Jeux d’influence imparfaits autour des écocités

La France a connu un échec retentissant lors de l'accord conclu par le Grand Lyon en 2010 avec l'agence japonaise Nedo pour développer l'éco-quartier de Confluence. Cette humiliation fait suite à plusieurs insuccès dus aux offensives groupées des entreprises suédoises et allemandes sur le marché international. Lors du sommet mondial Ecocity en septembre dernier, la ministre du Commerce extérieur, Nicole Bricq, a déploré le recul des entreprises françaises sur les marchés internationaux du développement urbain. Pour y remédier, son ministère a donc développé un programme d'exportation de la ville durable baptisé «Vivapolis ». L’idée maîtresse était de rendre plus lisible l'offre française afin de la rendre attractive sur les marchés étrangers. Cette marque sert à promouvoir le savoir-faire français dans l'exportation du concept de la ville durable qui incarne la ville du XXIe siècle, sobre en énergie, très connectée et agréable à vivre. Il s’agit aussi de s’aligner sur les stratégies de regroupement des concurrents tels que l’Allemagne, la Suède le Japon ou encore l’Angleterre.

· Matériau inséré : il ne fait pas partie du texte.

Issue #161, opened 2026-08-01
fix(webui): the CaptureAlertFired goroutine reads a cache-resident alert pointer — data race with the next refresh cycle


SoulKyu:
## Problem

`refreshAlerts` spawns a background goroutine per newly-seen alert to record the fire event, and hands it the pointer it just stored in the cache map rather than a snapshot (`internal/webui/services/alert_cache.go:239-255`):

```go
if existingAlert, exists := ac.alerts[fingerprint]; !exists {
    ac.alerts[fingerprint] = dashAlert          // :240 — pointer goes into the cache
    ac.newAlerts = append(ac.newAlerts, fingerprint)
    alertCopy := *dashAlert                     // :245 — SSE payload IS snapshotted
    newAlertsForSSE = append(newAlertsForSSE, &alertCopy)

    ac.runBounded(func() {                      // :249
        if ac.backendClient != nil && ac.backendClient.IsConnected() {
            if err := ac.backendClient.CaptureAlertFired(dashAlert); err != nil {   // :251 — cache memory, no lock
```

`CaptureAlertFired` reads `alert.Annotations` (`internal/webui/client/backend_client.go:1788`) and `alert.Status` (`:1811`, for the `SilencedAtFire` flag) with no lock held. Both fields are rewritten by the next poll cycle under `ac.mu` in `updateExistingAlert` — `existing.Status = new.Status` (`alert_cache.go:414`) and `existing.Annotations = new.Annotations` (`:419`) — on the same struct, because the alert now exists in the map and takes the `else` branch.

The window is wide enough to hit. `runBounded` caps concurrency at `maxBackendWorkers = 8` (`alert_cache.go:55, 198-204`), each `CaptureAlertFired` has a 3-second timeout (`backend_client.go:1779`), and the default refresh interval is 10 seconds. A burst of new alerts — an Alertmanager coming back after an outage, or the first refresh after a WebUI restart, where every alert is "new" — queues far more than 8 goroutines. 500 new alerts against a slow or unreachable backend is up to ~3 minutes of backlog, spanning a dozen refresh cycles that are all rewriting `Status` and `Annotations` on those exact structs.

[...]

PR #162, opened 2026-08-01
docs(spec): fix(webui): the CaptureAlertFired goroutine reads a cache-resident alert pointer — data race with the next refresh cycle

SoulKyu:
## Summary
- Adds a planning spec for #161: the fire-capture goroutine spawned by `refreshAlerts` reads a cache-resident `*DashboardAlert` (`Status`/`Annotations`) with no lock while the next refresh cycle concurrently rewrites those same fields under `ac.mu` — a genuine `-race` finding, not a false positive.
- Spec proposes the one-line fix (snapshot before spawning, matching the existing pattern at `alert_cache.go:302-304`), documents why the neighbouring `UpdateAlertResolved` goroutine is safe without a copy (the alert is deleted from the map under the same lock right after), and lays out a `-race`-driven regression test using a real (unreachable) `*client.BackendClient` since the field has no interface seam.

## Test plan
- [ ] Spec-only change — no code touched, `go build`/`go vet`/`go test` untouched by this PR.

Relates to #161 (implementation to follow in a separate PR)

<sub>🔁 Powered by <a href="https://github.com/nexu-io/looper">Looper</a> · runner=planner · agent=claude-code · An autonomous AI dev team for your GitHub repos.</sub>

### DIFF
--- a/specs/2026-08-01-161-fix-webui-the-capturealertfired.md
+++ b/specs/2026-08-01-161-fix-webui-the-capturealertfired.md
@@ -1,0 +1,212 @@
+# Spec: fix `CaptureAlertFired` reading a cache-resident alert pointer
+
+- Issue: [SoulKyu/notificator#161](https://github.com/SoulKyu/notificator/issues/161)
+- Date: 2026-08-01
+- Status: planned
+
+## Problem
+
+`refreshAlerts` spawns a background goroutine per newly-seen alert to record
+the fire event, and hands it the pointer it just stored in the cache map
+instead of a snapshot
+(`internal/webui/services/alert_cache.go:239-255`):
+
+```go
+if existingAlert, exists := ac.alerts[fingerprint]; !exists {
+    ac.alerts[fingerprint] = dashAlert          // :240 — pointer goes into the cache
+    ac.newAlerts = append(ac.newAlerts, fingerprint)
+    alertCopy := *dashAlert                     // :245 — SSE payload IS snapshotted
+    newAlertsForSSE = append(newAlertsForSSE, &alertCopy)
+
+    ac.runBounded(func() {                      // :249
+        if ac.backendClient != nil && ac.backendClient.IsConnected() {
+            if err := ac.backendClient.CaptureAlertFired(dashAlert); err != nil {   // :251 — cache memory, no lock
+```
+
+`CaptureAlertFired` reads `alert.Annotations`
+(`internal/webui/client/backend_client.go:1812-1813`) and `alert.Status`
+(`:1836`, for `SilencedAtFire`) with no lock held. Both fields are rewritten
+by the next poll cycle under `ac.mu` in `updateExistingAlert` —
+`existing.Status = new.Status` (`alert_cache.go:414`) and
+`existing.Annotations = new.Annotations` (`:419`) — on the same struct,
+because once the alert is in the map the next cycle takes the `else` branch
+and mutates it in place.
+
+The window is wide enough to hit. `runBounded` caps concurrency at
+`maxBackendWorkers = 8` (`alert_cache.go:55, 198-204`), each
+`CaptureAlertFired` has a 3-second timeout (`backend_client.go:1804`), and
+the default refresh interval is 10 seconds. A burst of new alerts — an
+Alertmanager coming back after an outage, or the first refresh after a WebUI
+restart — queues far more than 8 goroutines, spanning multiple refresh
+cycles that are all rewriting `Status`/`Annotations` on those exact structs.
+
+`Status` (`internal/webui/models`, `AlertStatus{State string; SilencedBy,
+InhibitedBy []string}`) is a multi-word struct, so the assignment at `:414`
+is not atomic. A concurrent reader can observe a `State` string header whose
+pointer and length come from different writes; comparing it
+(`alert.Status.State == "silenced"`) then reads out of bounds. The benign
+outcome is a wrong `silenced_at_fire` flag permanently recorded in
+`alert_statistics`; the bad one is a segfault in the WebUI process.
+
+This is a leftover of the invariant #54 established. Commit `11ef6a9`
+("stop alert cache from handing out live alert pointers") converted the
+read accessors and the acknowledge statistics goroutine to snapshots but
+did not touch this call site, and `b3d9002` later added exactly this copy
+for the *neighbouring* goroutine twelve lines down —
+`alert_cache.go:302-304`. The same reasoning was not carried over here.
+
+## Goals
+
+- `CaptureAlertFired` is invoked with a snapshot taken under `ac.mu`, never
+  the pointer stored in `ac.alerts`.
+- A `-race`-sensitive test reproduces the bug against current code and
+  passes after the fix.
+- The `UpdateAlertResolved` goroutine (`alert_cache.go:292-298`), which
+  closes over a cache-resident pointer the same way, is checked for the same
+  hazard and either fixed or documented as safe.
+
+## Non-goals
+
+- No change to `CaptureAlertFired`'s or `UpdateAlertResolved`'s signature,
+  or to the backend RPC contract.
+- No broader refactor of `refreshAlerts` or `runBounded` — this is a
+  targeted snapshot fix, not a redesign of the refresh pipeline.
+- No deep copy: per the existing convention at `alert_cache.go:695-698`,
+  `Labels` is never rewritten after construction and `Annotations` is only
+  ever replaced wholesale, never mutated in place, so a shallow copy is
+  sufficient.
+
+## Approach
+
+### 1. Snapshot before spawning the fire-capture goroutine
+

Cette nouvelle marque française destinée à l'international regroupe 80 entreprises, parmi lesquelles on compte des « poids lourds » comme Bouygues, Véolia, Eiffage ou Alstom, mais aussi près de 70 PME. A terme, ce sont plus de 200 entreprises qui seront fédérées. Les cibles sont toutes trouvées : la Chine, le Maroc, la Turquie et le Brésil. Outre le ministère du Commerce extérieur et Ubifrance, ce programme mobilise différents financeurs publics comme le ministère de l'Economie à travers le fonds d'étude et d'aide au secteur privé (FASEP) (4.2 millions d'euros pour des études de faisabilité) ou l'Agence française de développement qui a versé 150 millions d'euros pour la rénovation d'un quartier de Casablanca.
L’idée de la marque Vivapolis s’est très vite heurtée aux inerties françaises. A l'automne 2013, les réunions interministérielles furent annulées: Nicole Bricq n’est «jamais arrivée à comprendre pourquoi tout était si compliqué et sur quoi cela bloquait ». En moins d'un an, la méfiance s'est installée. Dans tous les camps. Le meilleur exemple : des entreprises du CAC 40 qui, dans leur coin, travaillent sur des fonctionnements possibles de démonstrateurs et qui gardent dorénavant leurs fiches pour elles. Quelles raisons auraient-elles d'échanger avec leurs concurrents alors que rien ne se fait ?
La visibilité et la clarté de l’offre française à l’international est loin d’être performante. La France compte deux labels nationaux de la ville durable, EcoCités et EcoQuartiers (portés par le ministère de l'Ecologie), et développe à côté la marque Vivapolis. De plus avec les difficultés et les méfiances qui se sont installées au gouvernement et dans les entreprises concernés par Vivapolis, certains travaillent pour eux même. C’est le cas de GDF Suez qui a d’abord évalué le potentiel de la Chine dans une étude de 2011 uniquement pour son entreprise29. Fait plus alarmant, GDF Suez a pris l’initiative de créer un conseil de stratégie urbaine à l'international fin 2013 réunissant l’Ouganda, le Mexique, Stockholm, Toronto, l'Italie, l'Inde et Singapour. A ces pays se sont aussi joints des universités de Princeton et Harvard et même le CNRS français. GDF Suez veut se positionner sur le marché international sans passer par Vivapolis ou tout du moins pas uniquement. Pour être compétitif à l’international contre les concurrents les plus performants, il est impératif de faire front commun. Les Allemands, les Anglais et la Suède l’ont bien compris. Ce n’est pas le cas de la France.
Le projet Vivapolis n’est pas encore prêt, et cela est en grande partie dû aux responsables du projet qui se sont succédés depuis 2007, aux strates trop nombres de l’administration française et aux difficultés juridiques.